### Assigned task
Hunt through the entries for the word "right" and copy each line in which it appears.

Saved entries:
--*--

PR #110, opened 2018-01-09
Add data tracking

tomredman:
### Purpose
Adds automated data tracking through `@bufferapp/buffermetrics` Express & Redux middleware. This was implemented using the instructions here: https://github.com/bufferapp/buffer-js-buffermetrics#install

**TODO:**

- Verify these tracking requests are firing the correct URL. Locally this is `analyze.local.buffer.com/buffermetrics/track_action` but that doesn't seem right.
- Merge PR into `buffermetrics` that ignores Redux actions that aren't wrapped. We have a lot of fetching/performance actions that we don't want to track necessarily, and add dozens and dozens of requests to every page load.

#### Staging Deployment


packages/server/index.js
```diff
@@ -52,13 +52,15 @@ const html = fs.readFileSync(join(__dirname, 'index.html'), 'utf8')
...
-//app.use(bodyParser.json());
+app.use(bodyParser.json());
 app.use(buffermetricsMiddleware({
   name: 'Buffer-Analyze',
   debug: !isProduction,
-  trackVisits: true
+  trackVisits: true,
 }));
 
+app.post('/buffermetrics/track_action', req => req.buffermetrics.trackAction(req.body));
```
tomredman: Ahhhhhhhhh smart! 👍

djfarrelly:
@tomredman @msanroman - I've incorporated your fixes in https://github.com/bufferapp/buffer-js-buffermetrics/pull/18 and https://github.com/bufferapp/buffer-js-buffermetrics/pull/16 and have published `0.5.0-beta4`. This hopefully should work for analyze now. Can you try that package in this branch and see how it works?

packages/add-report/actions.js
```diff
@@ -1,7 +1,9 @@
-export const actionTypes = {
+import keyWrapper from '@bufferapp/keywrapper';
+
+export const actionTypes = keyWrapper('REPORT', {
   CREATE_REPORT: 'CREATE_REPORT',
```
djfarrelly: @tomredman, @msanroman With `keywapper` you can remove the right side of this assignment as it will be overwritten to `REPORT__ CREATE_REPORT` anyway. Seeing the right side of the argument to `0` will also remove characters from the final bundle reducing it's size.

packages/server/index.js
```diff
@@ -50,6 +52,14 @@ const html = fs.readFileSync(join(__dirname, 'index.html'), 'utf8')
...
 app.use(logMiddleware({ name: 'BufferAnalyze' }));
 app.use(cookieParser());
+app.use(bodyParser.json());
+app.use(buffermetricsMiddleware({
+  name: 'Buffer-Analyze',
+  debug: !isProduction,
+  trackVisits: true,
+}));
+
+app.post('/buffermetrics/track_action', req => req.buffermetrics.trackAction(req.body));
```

--*--

### Answer to this problem
- Verify these tracking requests are firing the correct URL. Locally this is `analyze.local.buffer.com/buffermetrics/track_action` but that doesn't seem right.
djfarrelly: @tomredman, @msanroman With `keywapper` you can remove the right side of this assignment as it will be overwritten to `REPORT__ CREATE_REPORT` anyway. Seeing the right side of the argument to `0` will also remove characters from the final bundle reducing it's size.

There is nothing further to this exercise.